The U.S. Supreme Court has agreed to hear the Department of Justice (DOJ)’s challenge in an ongoing legal battle over whether data stored by American companies overseas is covered by a U.S. warrant.
The Supreme Court disclosed in its order list released on Monday that it will take up the case, U.S. v. Microsoft, in which federal investigators sought data from Microsoft that was stored on servers in Ireland.
The case hinges on whether a U.S. warrant can compel American companies to turn over data stored on servers outside the United States. A lower court ruled last year that it does not, meaning that the DOJ needs to follow the same procedures used to obtain physical evidence stored outside the United States.
In December 2013, the U.S. government issued a warrant in connection with an ongoing criminal narcotics investigation to seize data contained in an email account of a Microsoft customer. Microsoft refused to turn over the emails associated with the account, which were stored on servers in Ireland, spurring a legal battle that has dragged on for four years.
The DOJ filed a motion to take the case to the Supreme Court in June.

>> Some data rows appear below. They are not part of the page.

PR #4405, opened 2018-07-05
[healthkit] Update for Xcode 10 beta 3

VincentDondain:
Somehow some of the APIs added there weren't reported as missing by xtro.

### DIFF
--- a/src/healthkit.cs
+++ b/src/healthkit.cs
@@ -2409,17 +2409,46 @@ namespace HealthKit {
 		[NullAllowed, Export ("endDate")]
 		NSDate EndDate { get; }
 
-		[Deprecated (PlatformName.WatchOS, 3, 0, message: "Use HKWorkoutSession (HKWorkoutConfiguration, out NSError)")]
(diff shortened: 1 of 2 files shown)


dalexsoto:
I did spot those but I assumed they were coming from the beta 1 diff

spouliot:
https://github.com/xamarin/xamarin-macios/wiki/HealthKit-watchOS-xcode10-beta1 (which was not updated) shows those API being added

VincentDondain:
Yea and xtro did not report them (and it's not complaining after I added them). I filed an issue: https://github.com/xamarin/xamarin-macios/issues/4407.

@spouliot I'm not sure why you're requesting changes (:

spouliot:
```
-- (void)startActivity API_AVAILABLE(watchos(5.0));
+- (void)startActivityWithDate:(nullable NSDate *)date API_AVAILABLE(watchos(5.0));
```

For some reason **xtro** did not see the first one/line until it was modified to be the 2nd. It's likely for the same reason that the others were not picked up.

**Reminder** if the **xtro** changes differs from your bindings change then there is something to investigate. Ping on slack if unsure and file an issue if the no _good/known_ reason exists for the difference. Also clean up the diff as you go and commit it (once the binding PR merged) to spot those early.

c.c. @mandel-macaque (for beta1)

“The panel reached that unprecedented holding by reasoning that such a disclosure would be an extraterritorial application of the Act — even though the warrant requires disclosure in the United States of information that the provider can access domestically with the click of a computer mouse,” the department wrote in its filing over the summer.
The landmark case has spurred debate among lawmakers in Washington about how to update current laws governing data privacy and law enforcement access to data across national borders.
Microsoft responded to the development on Monday, arguing that the ongoing case points to the broader issue of the need for Congress to overhaul the Electronic Communications Privacy Act, which was passed in 1986 to establish privacy protections for stored electronic communications.
“We will continue to press our case in court that the Electronic Communications Privacy Act (ECPA) — a law enacted decades before there was such a thing as cloud computing — was never intended to reach within other countries’ borders,” Brad Smith, Microsoft’s president and chief legal officer, wrote in a blog post.
“If U.S. law enforcement can obtain the emails of foreigners stored outside the United States, what’s to stop the government of another country from getting your emails even though they are located in the United States?” Smith wrote. “We believe that people’s privacy rights should be protected by the laws of their own countries and we believe that information stored in the cloud should have the same protections as paper stored in your desk.”